Testing Heartbeat
Iñaki Férnandez Villanueva
i+d@ceintec.drago.net
Mon Jan 19 23:51:43 MST 2009
--Boundary-=_nWlrBbmQBhCDarzOwKkYHIDdqSCD
Content-Type: text/plain
Content-Transfer-Encoding: 8bit
Hi,
On Wed, 28 Jul 1999, Alan Robertson wrote:
> > At this moment we are installing and configurating Coda in order to test it for
> > our interests.
>
> I am a little concerned with the robustness of Coda for a production
> environment. I think that you might want to think about using the Network
> Block Device along with mirroring for file replication. You might also look
> into Intermezzo (which will eventually be smaller and faster than Coda).
>
Finally we've finished with our testings on coda. We aren't too satisfied
with the results we've obtained (coda is too general for our interests
-we used Coda for replication-, and not very robust like you said). We've
decided to follow your advices and we're now testing Heartbeat (version
0.4.1).
We have tested Heartbeat with these configurations (with kernel 2.2.10):
a) Debian 2.1 with Red Hat 6.0
b) Debian 2.1 with Debian 2.1
c) Red Hat 6.0 with Red Hat 6.0
with the same result for the whole configurations.
> > We tried to install heartbeat, but we notice that the installation
> > package we'd got was for Red Hat systems, is there someone who had
> > tried to install heartbeat in a Debian system?.
>
> I believe Rudy Pawul has done this, but I'm not 100% sure. You could try
> using alien, or installing from the .tar.gz file. I've CCed Rudy. It is not
> intended to be a redhat-only product. It has been well-tested on SuSE as
> well.
There are some differences between Debian and RedHat (path of rc scripts,
some apps, etc.), so alien doesn't solve the problem. We've used the
.tar.gz file with some modifications: paths, apps used in the scripts
like usleep & initlog that aren't in debian (we have used "sleep" instead
of usleep, inserted "functions" file in /etc/init.d because Debian doesn't
have it, and eliminated "initlog" from "functions" file).
For example default Debian's ifconfig doesn't show eth0:0 with the command line
"ifconfig". It only shows eth0:0 with "ifconfig eth0:0", and because of this
stop-ha doesn't remove eth0:0 interface.
If you are interested in getting the scripts modified let us know
(could you give us Rudy's e-mail?, we want to contact him to compare changes).

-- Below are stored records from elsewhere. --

PR #7160, opened 2024-06-12
chore: bump version to 1.119.0

lucashuy:

### DIFF
--- a/samcli/__init__.py
+++ b/samcli/__init__.py
@@ -2,4 +2,4 @@
 SAM CLI version
 """
 
-__version__ = "1.119"
+__version__ = "1.119.0"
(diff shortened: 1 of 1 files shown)


samcli/__init__.py
```diff
@@ -2,4 +2,4 @@
 SAM CLI version
 """
 
-__version__ = "1.118.0"
+__version__ = "1.119"
```
lucashuy, line 5:
```suggestion
__version__ = "1.119.0"
```

jysheng123: do we not need the `119.0`?

jysheng123 (approved):

samcli/__init__.py
lucashuy: Updated

PR #7161, opened 2024-06-12
fix(tests): Fix local test failing for account ID checks

lucashuy:

None

A recent change made to the local command behaviour causes some of the integration tests to fail. This is due to the local integration tests never expecting there to be an actual valid account ID, however this is no longer the case.

Checks if the account ID looks and smells like an account ID, instead of checking for an exact value.

#### Mandatory Checklist

- [ ] Write/update unit tests
- [x] `make pr` passes
- [ ] Write documentation

### DIFF
--- a/tests/integration/local/invoke/invoke_integ_base.py
+++ b/tests/integration/local/invoke/invoke_integ_base.py
@@ -131,7 +131,7 @@ class InvokeIntegBase(TestCase):
             raise
 
 
-class IntegrationIntegBase(InvokeIntegBase):
+class IntegrationCliIntegBase(InvokeIntegBase):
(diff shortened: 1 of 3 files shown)


hnnasit (approved):

tests/integration/local/invoke/invoke_integ_base.py
```diff
@@ -129,3 +129,14 @@ def run_command(self, command_list, env=None, cwd=None):
         except TimeoutExpired:
             process.kill()
             raise
+
+
+class IntegrationIntegBase(InvokeIntegBase):
```
hnnasit, line 134: nit: Can we update the naming to add CLI as well?

hawflau (approved):

PR #7162, opened 2024-06-13
feat: Add wait timeout for deploy command

### LINKED ISSUE #4478: How do I increase the time limit for sam deploy?
I believe that the time limit for `sam deploy` is 60 minutes.

I don't see it documented, but I see it in the code of the `wait_for_execute` function.

https://github.com/aws/aws-sam-cli/blob/fc9653313ac0d35e995b80ed8215f5587e20d16a/samcli/lib/deploy/deployer.py#L459-L510

The `SAM_CLI_POLL_DELAY` is documented, but it doesn't seem to be referenced by this function.

I have a stack that often takes more than 1 hour to complete an update (it contains multiple stack sets across many accounts and regions). How can I have sam wait for it to complete?

cullenwatson:
* closes #4478


jysheng123 (commented):
Would you be able to make a unit test where the max_wait_duration is really low like 5 seconds and test that it goes through?

cullenwatson:
> Would you be able to make a unit test where the max_wait_duration is really low like 5 seconds and test that it goes through?

It is in minutes. Is there a way we could test one minute timeout?

jysheng123:
Hmm, yeah on second thought, this seems fine to me to test since the previous hard coded value was 120 seconds anyways,  maybe a NIT that im thinking of is the possibility of the sam deploy time outing for an in definite amount of time, so maybe something like setting a reasonable upper limit like 10 minutes to me.

cullenwatson:
ok i just put min of 60 minutes and max 480 minutes as 480 was what the op wanted

hawflau:
Hi @cullenwatson could you please check the failed checks and fix accordingly? Seems like there's some linting issues, and you also need to run `make schema` to update the SAM CLI command schema as you added a new command option

lucashuy:
Hi @cullenwatson, just wanted to check in to see if you had any blockers or help wanted to continue contributing.

cullenwatson:
ok the tests are passing now besides the 2 that are failing also in main

jysheng123 (approved):

mildaniel (approved):

iainelder:
@cullenwatson , thanks for this improvement!

I'm no longer working on the project that needed SAM to run longer than 1 hour, so I'm no longer in a position to test this.

I've passed on the good news anyway.

PR #7251, opened 2024-07-16
chore(tests): Refactor tests to support easily invoking AL2023 based runtimes

jysheng123:

None

Our Windows testing environment does not have the latest version of Docker installed inside of it, causing issues when invoking AL2023 based runtime images. This results in skipping the AL2023 based runtime tests specifically for Docker.

Splits up the test cases that use Docker and test the new AL2023 based runtime images into two. AL2023 based tests are then marked with a `pytest` marker to make them easily toggle-able within the `pytest` command.

The two tests will be running the same testing parameters and assert conditions.

The goal is to remove the `runtime_supported_by_docker()` method, and to instead have two separate test methods marked by `pytest` decorators. 

None.

#### Mandatory Checklist

- [ ] Write/update unit tests
- [x] `make pr` passes
- [ ] Write documentation


jysheng123:
Note: Lots of lines are changed but most of them are separating test cases into files separated by runtimes, so a lot of lines are reused

appveyor-windows-al2023.yml
```diff
@@ -0,0 +1,181 @@
...
+  # Switch to Docker Linux containers
+  - ps: '& $Env:ProgramFiles\Docker\Docker\DockerCli.exe -SwitchLinuxEngine'
+  - "docker info"
+  - "docker version"
+
+  # Upgrade setuptools, wheel and virtualenv
+  - "python -m pip install --upgrade setuptools wheel virtualenv"
+  # Install pip for the python versions which is used by the tests
+  - "C:\\Python39-x64\\python.exe -m pip install --upgrade pip"
+  - "C:\\Python310-x64\\python.exe -m pip install --upgrade pip"
```
lucashuy, line 71: Did we still need these two lines if we are just running 3.12 tests?

tests/integration/buildcmd/test_build_cmd_arm64.py
```diff
@@ -36,22 +36,28 @@ class TestBuildCommand_PythonFunctions_With_Specified_Architecture_arm64(BuildIn
             ("python3.9", "Python", False),
             ("python3.10", "Python", False),
             ("python3.11", "Python", False),
-            ("python3.12", "Python", False),
```
lucashuy, line 39: Does the test also perform an invoke? If not, then we can leave the ones with `use_container=False` in the old AppVeyor jobs. Same comment for the other AL2023 based runtimes that had that container `use_container` check

tests/integration/buildcmd/test_build_cmd_node.py
```diff
@@ -0,0 +1,170 @@
...
+        ("esbuild_templates/template_with_metadata_node_options.yaml",),
+        ("esbuild_templates/template_with_metadata_global_node_options.yaml",),
+    ],
+)
+class TestBuildCommand_EsbuildFunctionProperties(BuildIntegEsbuildBase):
+    @parameterized.expand(
+        [
+            ("nodejs16.x", "../Esbuild/TypeScript", "app.lambdaHandler", "x86_64"),
+            ("nodejs18.x", "../Esbuild/TypeScript", "app.lambdaHandler", "x86_64"),
+            ("nodejs20.x", "../Esbuild/TypeScript", "app.lambdaHandler", "x86_64"),
```
lucashuy, line 133: Do we need to split the node20 esbuild tests out here too?

tests/integration/buildcmd/test_build_cmd_python.py
```diff
@@ -0,0 +1,485 @@
...
+        "template",
+        "FUNCTION_LOGICAL_ID",
+        "overrides",
+        "runtime",
+        "codeuri",
+        "check_function_only",
+        "prop",
+    ),
+    [
+        ("template.yaml", "Function", True, "python3.8", "Python", False, "CodeUri"),
```
lucashuy, line 269: nit: we can clean this up, some of the parameterized arguments are the same in all test cases

lucashuy (commented):
Thanks for making the changes. I made a first pass and left some comments

mndeveci:
Why build tests are failing in Github Actions?

appveyor-windows-binary.yml
```diff
@@ -49,10 +49,6 @@ init:
   - ps: New-ItemProperty -Path "HKLM:\SYSTEM\CurrentControlSet\Control\FileSystem" -Name "LongPathsEnabled" -Value 1 -PropertyType DWORD -Force
   - ps: git config --system core.longpaths true
 
-cache:
-  - C:\ProgramData\chocolatey\bin -> appveyor.yml
-  - C:\ProgramData\chocolatey\lib -> appveyor.yml
-
```
mndeveci, line 55: Curious, why did we remove these caches? Are they causing any issues?

tests/integration/buildcmd/test_build_cmd.py
```diff
@@ -492,389 +263,36 @@ def _validate_skipped_built_function(
...
-class TestBuildCommand_RubyFunctions(BuildIntegRubyBase):
-    @parameterized.expand(["ruby3.2", "ruby3.3"])
+    @parameterized.expand([("ruby3.3",)])
     @skipIf(SKIP_DOCKER_TESTS or SKIP_DOCKER_BUILD, SKIP_DOCKER_MESSAGE)
-    def test_building_ruby_in_container(self, runtime):
-        if IS_WINDOWS and not runtime_supported_by_docker(runtime):
-            self.skipTest(RUNTIME_NOT_SUPPORTED_BY_DOCKER_MSG)
+    @pytest.mark.al2023
+    def test_building_ruby_al2023(self, runtime):
         self._test_with_default_gemfile(runtime, "use_container", "Ruby", self.test_data_path)
```
mndeveci, line 279: Aren't we removing `ruby3.2` from this tests?

jysheng123: No, we since we only have 1 runtime in the old non-al2023 tests, the test_building_ruby_3_2 just directly calls ruby3.2 in the runtime so it is still the same test, just not parametrized

appveyor-windows-binary.yml
jysheng123: Im copying @lucashuy words in his old PR since this a change from back then: 
This doesn't work for a couple of reasons:

1. The cache works by specifying a cached directory, and file to watch to invalidate the cache. We don't have a file named appveyor.yml, so the cache will never be invalidated correctly.
2. Its not enough to just watch the chocolatey directories as some tools we install via chocolatey dump their files in other locations. For example, we install JDK 21 via chocolatey, but the runtime is saved into C:\Program Files\..., while the binaries and chocolatey metadata is saved in the chocolatey folders. This causes a "desync" and will cause the job to fail.
We're going to disable it for now since this needs some more investigation/work before turning it back on.

(https://github.com/aws/aws-sam-cli/pull/7064#discussion_r1604001078)

mndeveci (approved):

lucashuy (approved):

PR #7284, opened 2024-07-26
fix: change openssl url in build linux 

sidhujus:

the url now redirects to github which redirects to the release artifact, this changes the url we use to be the one before the final redirect

#### Mandatory Checklist

- [ ] Write/update unit tests
- [ ] `make pr` passes
- [ ] Write documentation


mildaniel (approved):

installer/pyinstaller/build-linux.sh
```diff
@@ -49,7 +49,7 @@ mkdir -p .build/output/openssl
 cd .build/output/openssl
 
 echo "Building OpenSSL"
-curl "https://www.openssl.org/source/openssl-${openssl_version}.tar.gz" --output openssl.tar.gz
+curl -L "https://github.com:443/openssl/openssl/releases/download/OpenSSL_${openssl_version//./_}/openssl-${openssl_version}.tar.gz" --output openssl.tar.gz
```
lucashuy, line 52: We can probably remove the port here. Not that I'd imagine Github would open their webserver on anything other than port 443, but its not required.

hawflau (approved):

lucashuy (approved):

mndeveci:
Btw we could have added this flag for other places as well. Like this one; https://github.com/aws/aws-sam-cli/blob/develop/installer/pyinstaller/build-linux.sh#L52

We have some doubts, here:
* Should we synchronize the servers?
* When we restart heartbeat in one of the servers, why does we get
the 'ERROR: write failure on tty /dev/ttyS1: -1 vs 69: Input/output
error' message in the other server?. This is the same error that
we get if we disconnect the serial line (although we reconnect and
get the ppp connection) or when a server dies.
* We have noticed that when heartbeat is up all the traffic
between the servers is done through the serial line. As you'll
know, we want to use one of the server as backup server (a replica
of the other server) via rsync or something similar. Do you know a
way to use the network interface to achieve this replication?.
* Sometimes we get the 'node ha1 is dead' message in the ha1 node.
Is it normal? (ha1 is the master node).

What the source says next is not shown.